PR #255, opened 2026-07-06
Fix uncaught pydantic ValidationError crash on malformed LLM response

### LINKED ISSUE #250: Single malformed LLM response aborts the entire scan (uncaught pydantic ValidationError) — triggered consistently by the default nv_build model
**Version:** v2.3.9, repo HEAD `326a2b489411a20ed742ff13701be39ba00063c8`, running via the repo's own Dockerfile.

**Setup:** default provider (`nv_build`) with its default model (`deepseek-ai/deepseek-v4-flash`), scanning a small 2-file test skill.

**What happens:** the model prefixed its JSON with stray text — the raw response was `We{"findings":[]}` — and the response parse raised a pydantic `ValidationError` that nothing catches. The whole scan exits with code 2 and produces **no report at all**, discarding all completed analyzer work. Reproduced 3/3 on the same input.

**Why it matters:** this is the out-of-box configuration — default provider, default model — so a first-time user's very first scan can hard-crash on a routine LLM formatting slip. Smaller/OpenAI-compatible models (a use case your README explicitly supports, e.g. Ollama) emit malformed JSON at a meaningful rate, so any long scan becomes a lottery: one bad response out of hundreds of calls voids the run.

**Suggested fix:** wrap the per-analyzer LLM-response parse in a guard — retry once, then degrade that component to its static findings and continue — so a scan always yields a (possibly partial, clearly annotated) report instead of nothing.

Happy to provide the full stderr captures if useful.

Ruanyuxi1337:
Fixes #250. Wraps the per-batch LLM request and parse loop in a try-except guard. If a parsing or network validation failure occurs, it warns, retries exactly once, and falls back gracefully, preventing the entire scan from crashing and losing all report progress.

### DIFF
--- a/src/skillspector/llm_analyzer_base.py
+++ b/src/skillspector/llm_analyzer_base.py
@@ -428,12 +428,39 @@ class LLMAnalyzerBase:
                     estimate_tokens(prompt),
                     len(batch.findings),
                 )
-                if self._structured_llm:
-                    response = await self._structured_llm.ainvoke(prompt)
-                else:
-                    response = _message_text(await self._llm.ainvoke(prompt))
-                logger.debug("LLM response for %s", batch.file_label)
-                return (batch, self.parse_response(response, batch))
+                try:
+                    if self._structured_llm:
+                        response = await self._structured_llm.ainvoke(prompt)
+                    else:
+                        response = _message_text(await self._llm.ainvoke(prompt))
+                    logger.debug("LLM response for %s", batch.file_label)
+                    parsed = self.parse_response(response, batch)
+                    return (batch, parsed)
+                except NotImplementedError as exc:
+                    # Do not retry on configuration / code errors
+                    raise exc
+                except Exception as exc:
+                    logger.warning(
+                        "LLM call/parse failed for %s: %s (attempting retry)",
+                        batch.file_label,
+                        exc,
+                    )
+                    # Retry once before throwing
+                    try:
+                        if self._structured_llm:
+                            response = await self._structured_llm.ainvoke(prompt)
+                        else:
+                            response = _message_text(await self._llm.ainvoke(prompt))
+                        logger.debug("LLM response for %s on retry", batch.file_label)
+                        parsed = self.parse_response(response, batch)
+                        return (batch, parsed)
+                    except Exception as retry_exc:
+                        logger.warning(
+                            "LLM call/parse retry failed for %s: %s",
+                            batch.file_label,
+                            retry_exc,
+                        )
+                        raise retry_exc
 
         results = await asyncio.gather(*[_process(b) for b in batches], return_exceptions=True)
         successful: list[tuple[Batch, list]] = []


koriyoshi2041:
Thanks for taking this on. One gap worth covering before merge: this only wraps the async `arun_batches()` path, but `semantic_security_discovery` still calls `analyzer.run_batches(batches)`.

In that sync loop, a malformed structured response from one batch still raises out of `run_batches`; the outer node catch then returns zero findings for the whole semantic analyzer, including any earlier batches that parsed successfully. A focused regression would be: three sync batches, middle one raises a Pydantic `ValidationError` from `LLMAnalysisResult.model_validate(...)`, and the first/third batch results are still returned.

So I think the same per-batch isolation should be added to `run_batches()` too, otherwise #250 can still reproduce through that analyzer path.

src/skillspector/llm_analyzer_base.py
```diff
@@ -428,12 +428,39 @@ async def _process(batch: Batch) -> tuple[Batch, list]:
...
+                        logger.debug("LLM response for %s on retry", batch.file_label)
+                        parsed = self.parse_response(response, batch)
+                        return (batch, parsed)
+                    except Exception as retry_exc:
+                        logger.warning(
+                            "LLM call/parse retry failed for %s: %s",
+                            batch.file_label,
+                            retry_exc,
+                        )
+                        raise retry_exc
```
keshprad, line 463: A persistent malformed response still reproduces #250 here. Pydantic ValidationError subclasses ValueError, so after the retry re-raises it, the aggregation loop matches it as ValueError and aborts the entire scan. Please handle exhausted Pydantic validation failures as an isolated batch failure while preserving propagation for ordinary configuration ValueError, and add a regression where both attempts are malformed.

src/skillspector/llm_analyzer_base.py
```diff
@@ -428,12 +428,39 @@ async def _process(batch: Batch) -> tuple[Batch, list]:
...
+                        response = await self._structured_llm.ainvoke(prompt)
+                    else:
+                        response = _message_text(await self._llm.ainvoke(prompt))
+                    logger.debug("LLM response for %s", batch.file_label)
+                    parsed = self.parse_response(response, batch)
+                    return (batch, parsed)
+                except NotImplementedError as exc:
+                    # Do not retry on configuration / code errors
+                    raise exc
+                except Exception as exc:
```
keshprad, line 442: This broad catch changes the documented ValueError contract. If the first call raises an ordinary configuration ValueError (for example, a missing API key) and the retry succeeds, arun_batches() returns successfully instead of propagating the configuration error. Please catch Pydantic ValidationError explicitly for retry and let non-Pydantic ValueError bypass retry.

keshprad (changes requested):
Requesting changes because the async retry still aborts the scan after two malformed responses and changes the documented handling of ordinary ValueError. I also agree with @koriyoshi2041 that the synchronous run_batches() path used by semantic_security_discovery remains fail-fast and needs equivalent per-batch isolation. Please add regressions for persistent malformed async responses, ordinary ValueError propagation, and a three-batch sync run with a malformed middle response.

src/skillspector/llm_analyzer_base.py
rng1995, line 442: Blocking: broad `except Exception` retries ordinary configuration and programming failures, including unrelated `ValueError`s. Catch the intended transient/structured-parse exceptions explicitly so real misconfiguration still propagates immediately.

src/skillspector/llm_analyzer_base.py
rng1995, line 463: Blocking: after retries are exhausted this re-raises. Pydantic `ValidationError` is a `ValueError`, so result aggregation can still abort the whole scan instead of containing only the malformed batch. Return/record an isolated batch failure and add a persistent-malformed-response regression.

src/skillspector/llm_analyzer_base.py
```diff
@@ -428,12 +428,39 @@ async def _process(batch: Batch) -> tuple[Batch, list]:
                     estimate_tokens(prompt),
```
rng1995, line 428: Blocking: only the async path is wrapped. The synchronous `run_batches()` path used by semantic security discovery remains fail-fast, so a malformed middle response discards earlier successes. Apply equivalent per-batch containment to both paths and test it.

rng1995 (changes requested):

**Requesting changes.** The retry is async-only, catches configuration/programming errors too broadly, and re-raises an exhausted Pydantic validation failure into aggregation, where it can still abort the scan. Isolate malformed-response failures per batch in both sync and async paths while preserving ordinary `ValueError`/configuration propagation, and add regressions.

rng1995:
@Ruanyuxi1337 - Please address review comments and resolve merge conflicts.

rng1995:
Thank you for investigating the malformed structured-response crash. We’re closing this PR as superseded by the newer batch-execution implementation on `main`.

The current sync and async paths now handle structured-response validation failures with bounded retry and per-batch isolation while preserving ordinary configuration/programming `ValueError` failures as fatal. That addresses the original crash without the async-only and broad-exception behaviors identified during review. This PR’s remaining changes conflict with that newer implementation and would reintroduce an older execution model.

If a malformed-response case still aborts a scan on current `main`, please open a focused regression with the provider/response shape so it can be handled in the current execution path.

****************************************

> **Task description**
Transcribe every record above word for word.

> **Exercise output**
PR #255, opened 2026-07-06
Fix uncaught pydantic ValidationError crash on malformed LLM response

### LINKED ISSUE #250: Single malformed LLM response aborts the entire scan (uncaught pydantic ValidationError) — triggered consistently by the default nv_build model
**Version:** v2.3.9, repo HEAD `326a2b489411a20ed742ff13701be39ba00063c8`, running via the repo's own Dockerfile.

**Setup:** default provider (`nv_build`) with its default model (`deepseek-ai/deepseek-v4-flash`), scanning a small 2-file test skill.

**What happens:** the model prefixed its JSON with stray text — the raw response was `We{"findings":[]}` — and the response parse raised a pydantic `ValidationError` that nothing catches. The whole scan exits with code 2 and produces **no report at all**, discarding all completed analyzer work. Reproduced 3/3 on the same input.

**Why it matters:** this is the out-of-box configuration — default provider, default model — so a first-time user's very first scan can hard-crash on a routine LLM formatting slip. Smaller/OpenAI-compatible models (a use case your README explicitly supports, e.g. Ollama) emit malformed JSON at a meaningful rate, so any long scan becomes a lottery: one bad response out of hundreds of calls voids the run.

**Suggested fix:** wrap the per-analyzer LLM-response parse in a guard — retry once, then degrade that component to its static findings and continue — so a scan always yields a (possibly partial, clearly annotated) report instead of nothing.

Happy to provide the full stderr captures if useful.

Ruanyuxi1337:
Fixes #250. Wraps the per-batch LLM request and parse loop in a try-except guard. If a parsing or network validation failure occurs, it warns, retries exactly once, and falls back gracefully, preventing the entire scan from crashing and losing all report progress.

### DIFF
--- a/src/skillspector/llm_analyzer_base.py
+++ b/src/skillspector/llm_analyzer_base.py
@@ -428,12 +428,39 @@ class LLMAnalyzerBase:
                     estimate_tokens(prompt),
                     len(batch.findings),
                 )
-                if self._structured_llm:
-                    response = await self._structured_llm.ainvoke(prompt)
-                else:
-                    response = _message_text(await self._llm.ainvoke(prompt))
-                logger.debug("LLM response for %s", batch.file_label)
-                return (batch, self.parse_response(response, batch))
+                try:
+                    if self._structured_llm:
+                        response = await self._structured_llm.ainvoke(prompt)
+                    else:
+                        response = _message_text(await self._llm.ainvoke(prompt))
+                    logger.debug("LLM response for %s", batch.file_label)
+                    parsed = self.parse_response(response, batch)
+                    return (batch, parsed)
+                except NotImplementedError as exc:
+                    # Do not retry on configuration / code errors
+                    raise exc
+                except Exception as exc:
+                    logger.warning(
+                        "LLM call/parse failed for %s: %s (attempting retry)",
+                        batch.file_label,
+                        exc,
+                    )
+                    # Retry once before throwing
+                    try:
+                        if self._structured_llm:
+                            response = await self._structured_llm.ainvoke(prompt)
+                        else:
+                            response = _message_text(await self._llm.ainvoke(prompt))
+                        logger.debug("LLM response for %s on retry", batch.file_label)
+                        parsed = self.parse_response(response, batch)
+                        return (batch, parsed)
+                    except Exception as retry_exc:
+                        logger.warning(
+                            "LLM call/parse retry failed for %s: %s",
+                            batch.file_label,
+                            retry_exc,
+                        )
+                        raise retry_exc
 
         results = await asyncio.gather(*[_process(b) for b in batches], return_exceptions=True)
         successful: list[tuple[Batch, list]] = []


koriyoshi2041:
Thanks for taking this on. One gap worth covering before merge: this only wraps the async `arun_batches()` path, but `semantic_security_discovery` still calls `analyzer.run_batches(batches)`.

In that sync loop, a malformed structured response from one batch still raises out of `run_batches`; the outer node catch then returns zero findings for the whole semantic analyzer, including any earlier batches that parsed successfully. A focused regression would be: three sync batches, middle one raises a Pydantic `ValidationError` from `LLMAnalysisResult.model_validate(...)`, and the first/third batch results are still returned.

So I think the same per-batch isolation should be added to `run_batches()` too, otherwise #250 can still reproduce through that analyzer path.

src/skillspector/llm_analyzer_base.py
```diff
@@ -428,12 +428,39 @@ async def _process(batch: Batch) -> tuple[Batch, list]:
...
+                        logger.debug("LLM response for %s on retry", batch.file_label)
+                        parsed = self.parse_response(response, batch)
+                        return (batch, parsed)
+                    except Exception as retry_exc:
+                        logger.warning(
+                            "LLM call/parse retry failed for %s: %s",
+                            batch.file_label,
+                            retry_exc,
+                        )
+                        raise retry_exc
```
keshprad, line 463: A persistent malformed response still reproduces #250 here. Pydantic ValidationError subclasses ValueError, so after the retry re-raises it, the aggregation loop matches it as ValueError and aborts the entire scan. Please handle exhausted Pydantic validation failures as an isolated batch failure while preserving propagation for ordinary configuration ValueError, and add a regression where both attempts are malformed.

src/skillspector/llm_analyzer_base.py
```diff
@@ -428,12 +428,39 @@ async def _process(batch: Batch) -> tuple[Batch, list]:
...
+                        response = await self._structured_llm.ainvoke(prompt)
+                    else:
+                        response = _message_text(await self._llm.ainvoke(prompt))
+                    logger.debug("LLM response for %s", batch.file_label)
+                    parsed = self.parse_response(response, batch)
+                    return (batch, parsed)
+                except NotImplementedError as exc:
+                    # Do not retry on configuration / code errors
+                    raise exc
+                except Exception as exc:
```
keshprad, line 442: This broad catch changes the documented ValueError contract. If the first call raises an ordinary configuration ValueError (for example, a missing API key) and the retry succeeds, arun_batches() returns successfully instead of propagating the configuration error. Please catch Pydantic ValidationError explicitly for retry and let non-Pydantic ValueError bypass retry.

keshprad (changes requested):
Requesting changes because the async retry still aborts the scan after two malformed responses and changes the documented handling of ordinary ValueError. I also agree with @koriyoshi2041 that the synchronous run_batches() path used by semantic_security_discovery remains fail-fast and needs equivalent per-batch isolation. Please add regressions for persistent malformed async responses, ordinary ValueError propagation, and a three-batch sync run with a malformed middle response.

src/skillspector/llm_analyzer_base.py
rng1995, line 442: Blocking: broad `except Exception` retries ordinary configuration and programming failures, including unrelated `ValueError`s. Catch the intended transient/structured-parse exceptions explicitly so real misconfiguration still propagates immediately.

src/skillspector/llm_analyzer_base.py
rng1995, line 463: Blocking: after retries are exhausted this re-raises. Pydantic `ValidationError` is a `ValueError`, so result aggregation can still abort the whole scan instead of containing only the malformed batch. Return/record an isolated batch failure and add a persistent-malformed-response regression.

src/skillspector/llm_analyzer_base.py
```diff
@@ -428,12 +428,39 @@ async def _process(batch: Batch) -> tuple[Batch, list]:
                     estimate_tokens(prompt),
```
rng1995, line 428: Blocking: only the async path is wrapped. The synchronous `run_batches()` path used by semantic security discovery remains fail-fast, so a malformed middle response discards earlier successes. Apply equivalent per-batch containment to both paths and test it.

rng1995 (changes requested):

**Requesting changes.** The retry is async-only, catches configuration/programming errors too broadly, and re-raises an exhausted Pydantic validation failure into aggregation, where it can still abort the scan. Isolate malformed-response failures per batch in both sync and async paths while preserving ordinary `ValueError`/configuration propagation, and add regressions.

rng1995:
@Ruanyuxi1337 - Please address review comments and resolve merge conflicts.

rng1995:
Thank you for investigating the malformed structured-response crash. We’re closing this PR as superseded by the newer batch-execution implementation on `main`.

The current sync and async paths now handle structured-response validation failures with bounded retry and per-batch isolation while preserving ordinary configuration/programming `ValueError` failures as fatal. That addresses the original crash without the async-only and broad-exception behaviors identified during review. This PR’s remaining changes conflict with that newer implementation and would reintroduce an older execution model.

If a malformed-response case still aborts a scan on current `main`, please open a focused regression with the provider/response shape so it can be handled in the current execution path.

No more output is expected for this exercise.